Output Area Classification

Figure 12 illustrates the land classification counts by different locations. Results show that cosmopolitans, densely populated urban areas where most of the population live, account for the largest proportion in most locations except for Naïve locations. In addition, LSTM locations cover a wide variety of land types.

Multi-Relationships with Spatial Factors

Figure 13 shows the correlation matrix of continuous variables. No significant correlation among variables was observed.

The RF classifier model is not well-fitted for predicting the optimal method for each location through spatial characteristic variables.
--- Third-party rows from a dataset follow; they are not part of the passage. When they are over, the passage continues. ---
PR #14962, opened 2020-12-05
[geogram] Fix windows dynamic build usage

FabienPean:
Fix the use of geogram library for triplet x64-windows. The bug has been reported upstream, but no news from maintainers so far. The PR fixes the package for current vcpkg version, and may need to be reverted when a new version of the library is released.


NancyLi1013:
Hi @FabienPean 

Thanks for your PR.

Could you please describe what the problem is in dynamic usage?

FabienPean:
Hi, sure !
The preprocessor definition "GEO_DYNAMIC_LIBS" is never defined during the CMake config step https://github.com/alicevision/geogram/issues/17,
which is necessary to have the proper declimport/declexport settings on windows in this file [geogram/src/lib/geogram/api/defs.h#L69](https://github.com/alicevision/geogram/blob/8b2ae6148c7ab1564fa2700673b4275296ce80d3/src/lib/geogram/api/defs.h#L69)
That's at least my understanding of the situation.

ports/geogram/fix-cmake-config-and-install.patch
```diff
@@ -73,8 +73,11 @@ diff --git a/src/lib/geogram/CMakeLists.txt b/src/lib/geogram/CMakeLists.txt
 index 49cb2ba..82c2f39 100755
 --- a/src/lib/geogram/CMakeLists.txt
 +++ b/src/lib/geogram/CMakeLists.txt
-@@ -62,7 +62,14 @@ if(WIN32)
+@@ -62,7 +62,17 @@ if(WIN32)
  endif()
++if(WIN32 AND VORPALINE_BUILD_DYNAMIC)
++    target_compile_definitions(geogram PUBLIC GEO_DYNAMIC_LIBS)
++endif()
```
NancyLi1013, line 80: Could you please make a new patch for this changes?

ras0219-msft (approved):

NancyLi1013 (approved):

NancyLi1013:
The regressions caused by `gsoap `will be fixed by PR #16270.

PR #14971, opened 2020-12-06
[ms-gltf] Add new port

luncliff:
### Changes

New port for https://github.com/microsoft/glTF-SDK in Windows / MacOS platforms.

* https://github.com/microsoft/glTF-SDK/pull/66 updated the library's dependent RapidJSON's version. So the code can be built with VcPkg now.  
* The `version-string` will be updated **when the new version is released**. (== Next of [`r1.9.5.0`](https://github.com/microsoft/glTF-SDK/releases))

#### What does your PR fix?

There was no port request for this.

#### Which triplets are supported/not supported? Have you updated the CI baseline?

Linux is not supported.  
`ci.baseline.txt` will be updated soon. 

#### Does your PR follow the [maintainer guide](https://github.com/microsoft/vcpkg/blob/master/docs/maintainers/maintainer-guide.md)?

Yes!


PhoebeHui:
@luncliff, could you format the vcpkg.json file? See github.com/microsoft/vcpkg/blob/master/docs/maintainers/maintainer-guide.md#manifest for solution.

luncliff:
@PhoebeHui, I was waiting for the next release of the library since last December but seems like it can take more than months... :(  
**The port's version is `r1.9.5.0` but the ref commit is not**. Can this be allowed? I'd like to hear opinions about it.  

In https://github.com/microsoft/glTF-SDK/pull/66, I update some build configurations and source code. Fortunately the project's TC passed, so I'd like to use the changes if possible.

scripts/ci.baseline.txt
```diff
@@ -997,6 +997,7 @@ mpir:x64-windows-static-md=skip
 mpir:arm64-windows=skip
 mpir:x64-osx=skip
 mpir:x64-linux=skip
+ms-gltf:x64-linux=fail
```
PhoebeHui, line 1000: Could you remove this in ci.baseline.txt, and add "supports":  "!linux" to vcpkg.json file?

PhoebeHui (changes requested):
@luncliff, I think it's fine, we already have the comments about the ref commit,  we can update that with new release in future.

ports/ms-gltf/vcpkg.json
```diff
@@ -0,0 +1,23 @@
...
+  "dependencies": [
+    "rapidjson"
+  ],
+  "default-features": [
+    "test"
+  ],
+  "features": {
+    "samples": {
+      "description": "Build with GLTF samples"
+    },
```
PhoebeHui, line 15: Have you test this feature locally?

luncliff: I tested for `x64-windows` and `x86-windows`, but not for `x64-osx`. I will check the part again.

scripts/ci.baseline.txt
luncliff: got it!

PhoebeHui:

PhoebeHui (approved):

luncliff:
@PhoebeHui Appreciate the changes and testing. (Sadly, things didn't go well last week)

I added a small patch because of `<filesystem>` support in Mac OS (`x64-osx` triplets).
It basically adds 2 more changes.

* source: `_LIBCPP_NO_EXPERIMENTAL_DEPRECATION_WARNING_FILESYSTEM` when `__APPLE__`
  Like warning for `std::experimental::filesystem` in MS STL, headers in MacOS SDK reports the deprecation and it is considered error. The library is used only in samples so I placed a macro definition.
* cmake: `CMAKE_OSX_DEPLOYMENT_TARGET` to `10.15`.   
  This version allows use of `std::filesystem::path`.
  Normally it is fine with CMake configuration, but I found that ninja places the minimum osx version to `10.11`.

PhoebeHui (approved):

dan-shaw (approved):

PR #14977, opened 2020-12-07
[vcpkg] x_vcpkg_install_local_dependencies fixes

sandercox:
This patch addresses two issues.  
First is a bug in the argument parsing introduced when switching to the PARSE_ARGV style parsing. As this was simply missing an argument where to start the parsing from. As this is in an experimental feature it probably wasn't found earlier.

Second issue is that install command also works on `INTERFACE` targets, but that there is no way to get a `$<TARGET_FILE_NAME:target>` on that as these targets simply don't have it. So skipping the install code when target is of type `INTEFACE_LIBRARY`


BillyONeal (approved):

ras0219-msft:
Thanks for the fixes!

The training accuracy is 0.98, and the test accuracy is 0.61. Results shown in Figure 14 indicate that the optimal footfall prediction method of locations relates more to the Distance between locations on different roads. – We need to consider presenting this part as it is quite important, but it is a whole new paper

At Appendix B we showed a particular case of study for two locations on a famous high street in London, Oxford Circus.

4. Discussion

Results of the comparison among the performance of different prediction models show that the performance of the LSTM model is the most stable, even in retail areas where the LSTM is not the optimal footfall forecasting model, the prediction error is relatively small, which means that the LSTM model has a very good fit for the pedestrian flow prediction in all sorts of retail areas across the UK.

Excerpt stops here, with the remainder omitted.